■ Your task
Starting at the line that holds "PR #1343, opened 2017-02-28" and stopping at the line that holds "Since it is", restate the records below word for word, with both of those lines included.

** Opening Given records block **

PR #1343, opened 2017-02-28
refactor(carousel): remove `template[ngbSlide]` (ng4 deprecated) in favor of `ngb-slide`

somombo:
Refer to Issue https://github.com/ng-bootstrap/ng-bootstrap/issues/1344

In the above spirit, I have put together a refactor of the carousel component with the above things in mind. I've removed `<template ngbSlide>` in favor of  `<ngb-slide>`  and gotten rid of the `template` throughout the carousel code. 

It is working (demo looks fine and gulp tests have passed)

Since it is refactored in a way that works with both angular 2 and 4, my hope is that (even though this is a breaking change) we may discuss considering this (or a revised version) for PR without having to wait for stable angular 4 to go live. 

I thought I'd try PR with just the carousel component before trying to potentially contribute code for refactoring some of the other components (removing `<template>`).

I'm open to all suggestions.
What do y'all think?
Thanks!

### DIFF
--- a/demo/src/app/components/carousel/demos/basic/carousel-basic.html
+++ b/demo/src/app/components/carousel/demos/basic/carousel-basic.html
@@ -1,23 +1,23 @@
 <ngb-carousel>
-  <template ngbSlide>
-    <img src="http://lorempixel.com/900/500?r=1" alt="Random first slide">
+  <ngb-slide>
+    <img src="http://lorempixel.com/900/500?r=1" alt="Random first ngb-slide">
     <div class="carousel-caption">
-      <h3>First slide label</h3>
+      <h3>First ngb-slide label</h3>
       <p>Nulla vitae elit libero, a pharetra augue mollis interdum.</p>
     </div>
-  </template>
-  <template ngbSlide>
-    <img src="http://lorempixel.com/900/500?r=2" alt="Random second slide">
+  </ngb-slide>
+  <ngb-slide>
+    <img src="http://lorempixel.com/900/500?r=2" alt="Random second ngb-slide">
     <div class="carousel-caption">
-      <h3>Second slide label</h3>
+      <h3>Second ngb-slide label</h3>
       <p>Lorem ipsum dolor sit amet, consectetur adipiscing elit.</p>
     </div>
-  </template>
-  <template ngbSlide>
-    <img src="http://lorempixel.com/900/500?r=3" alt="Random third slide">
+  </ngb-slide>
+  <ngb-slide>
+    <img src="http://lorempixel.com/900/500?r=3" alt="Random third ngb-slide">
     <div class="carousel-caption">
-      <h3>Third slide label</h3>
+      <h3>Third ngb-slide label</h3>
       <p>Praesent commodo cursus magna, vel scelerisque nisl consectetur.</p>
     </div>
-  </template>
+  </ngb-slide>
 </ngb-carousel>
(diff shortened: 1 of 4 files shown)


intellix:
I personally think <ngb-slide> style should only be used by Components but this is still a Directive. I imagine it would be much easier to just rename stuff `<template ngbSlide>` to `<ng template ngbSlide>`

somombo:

** Closing Given records block **
** Opening Given records block **

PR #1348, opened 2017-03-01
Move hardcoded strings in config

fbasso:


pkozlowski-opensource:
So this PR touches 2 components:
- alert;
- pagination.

** Closing Given records block **
** Opening Given records block **

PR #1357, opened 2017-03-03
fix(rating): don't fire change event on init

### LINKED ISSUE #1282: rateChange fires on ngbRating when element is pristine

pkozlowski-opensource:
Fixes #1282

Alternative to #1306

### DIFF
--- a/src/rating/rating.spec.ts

** Closing Given records block **

■ Worked solution
PR #1343, opened 2017-02-28
refactor(carousel): remove `template[ngbSlide]` (ng4 deprecated) in favor of `ngb-slide`

somombo:
Refer to Issue https://github.com/ng-bootstrap/ng-bootstrap/issues/1344

In the above spirit, I have put together a refactor of the carousel component with the above things in mind. I've removed `<template ngbSlide>` in favor of  `<ngb-slide>`  and gotten rid of the `template` throughout the carousel code. 

It is working (demo looks fine and gulp tests have passed)

Since it is refactored in a way that works with both angular 2 and 4, my hope is that (even though this is a breaking change) we may discuss considering this (or a revised version) for PR without having to wait for stable angular 4 to go live. 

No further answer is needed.